Concubines in Canada were traditionally native women who were not believed suitable to become full wives to the European settlers. Elizabeth "Molly" Brant, the sister of the famed native chief Joseph Brant is believed to have served as the concubine to Sir William Johnson; although his sexual promiscuity was widely known.

At such a place, surrounded by such influences and such unfavorable circumstances, if Mr. Connolly...desired...to take this Indian maiden to his home, he had one of three courses to pursue; that was, to marry her according to the customs and usages of the Cree Indians - to travel with her between three and four thousand miles, in canoes and on foot, to have his marriage solemnized by a priest or magistrate - or to make her his concubine. I think the evidence...will clearly show which of these three courses he did adopt, and which of them...he honorably and religiously followed.
— Connolly vs. Woolrich and Johnson et al, 1867

In July 1867, controversy broke out over the case of Connolly v. Woolrych, wherein a Canadian working for the North West Company had taken a 15-year-old native wife and lived with her for 28 years, before leaving her to partake in a traditional Christian marriage ceremony with his cousin, Miss Woolrich, with whom he lived another 17 years. After the death of Connolly and his "concubine" Suzanne, one of her many children sued for the right to his estate claiming that the second marriage was invalid and seeking to "vindicate his mother's name from the stain of concubinage", while his proper wife argued that he had never been married to Suzanne.

The court noted that Suzanne and Connolly had omitted the traditional words "legitimate marriage" from the baptism of their children by Fr. Turcotte, instead asking him just to refer to their parenthood, but not to any marriage. The court ultimately found that the territory in which he lived with Suzanne had been under native self-rule and therefore not bound to English law and proper registration of marriage would not have been necessary to establish a marriage, but that the native tribes had no marriage ceremonies, and the couple appeared to have "lived exactly as Christian man and wife, and not as a Christian living with a barbarian concubine", making pointed reference to the fact that Suzanne had entered a convent after Connolly's "act of selfish cruelty" in abandoning their relationship, and was subsequently sent regular stipends for support by Connolly and his wife.

Under the Revised Statutes of British Columbia, it was legal under the Administration Act, Cap. 5 for a resident of British Columbia to "support his concubine".

Since the Canadian military forbade enlisted members from marrying during their service in World War I, individual cases like that of Sgt. W. H. Sharpe roused public sentiment. Sharpe had listed Alma Freed as his wife when he enlisted, yet a year later in 1916 held a marriage ceremony with her after she gave birth to a son. He successfully argued, with the aid of PC 2615, that he had only been regularizing the status of his "unmarried wife". In 1919, Member of Parliament Rodolphe Lemieux tried to remove the portion of the Pension Bill that allowed the pension board "to grant a pension to a woman living with a man as his wife, but not married to him".

==Concubine in addition to wife==
In the lead-up to the codification of the 1866 Civil Code of Lower Canada, Member of Parliament O'Farrell noted the inconsistency that would allow a man to leave his estate to a "common concubine" to the exclusion of his wife, but not to a charitable organisation in the same circumstance.
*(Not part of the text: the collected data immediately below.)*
Issue #371, opened 2026-08-10
Improve CI turnaround time


bjosv:
### Context
Our CI feedback loop takes some time. The two longest jobs are E2E Tests and Publish, both largely parallelizable or cacheable. This tracks a series of proposed incremental improvements.

### Measured baseline

| Job | Time |
|---|---|
| Publish | ~25 min |
| E2E Tests (serial) | ~20 min |
| Tests | ~3 min |

E2E per-run breakdown: Kind create ~1m23s, operator docker-build ~1m32s, kind load + deploy ~30s, Go compile (cold) ~89s, test execution ~11 min (in serial).

Publish: arm64 go build under QEMU emulation ~23 min vs ~2.5 min native; emulation is the whole critical path.

#### Step 1 - Native-arch publish  (#366)

Build each arch on its native runner (amd64 on ubuntu-24.04, arm64 on ubuntu-24.04-arm) in parallel, merge by digest, instead of emulating arm64.

Measured: 3m 58s, down from ~25 min.

#### Step 2 - Cache Go build outputs + drop redundant go mod tidy  (proposed, #372)

`actions/setup-go`'s built-in cache saves only once per go.mod hash and won't update it on later runs unless go.mod changes, so it never keeps a warm build cache.
Can be replaced with an `actions/cache` step (keyed on .go-version + go.sum, 
github.sha so it saves every run, restore-keys to reuse the latest). We can also drop `go mod tidy` from the test/e2e jobs since tidiness is already verified by the mod-tidy job in `lint.yml`.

The draft which was finally approved was "torturous and detailed, emphasizing the sharp contradiction between freedom and morals", and allowed bequests only to provide such as was necessary to "maintain" a concubine and any "incestuous or adulterine children". The Code also made it clear that no fault divorces were not permissible, and allowed separation only if the husband demanded it based on his wife's adultery, or that "a wife may demand the separation on the ground of the husband's adultery, if he keep his concubine in their common habitation".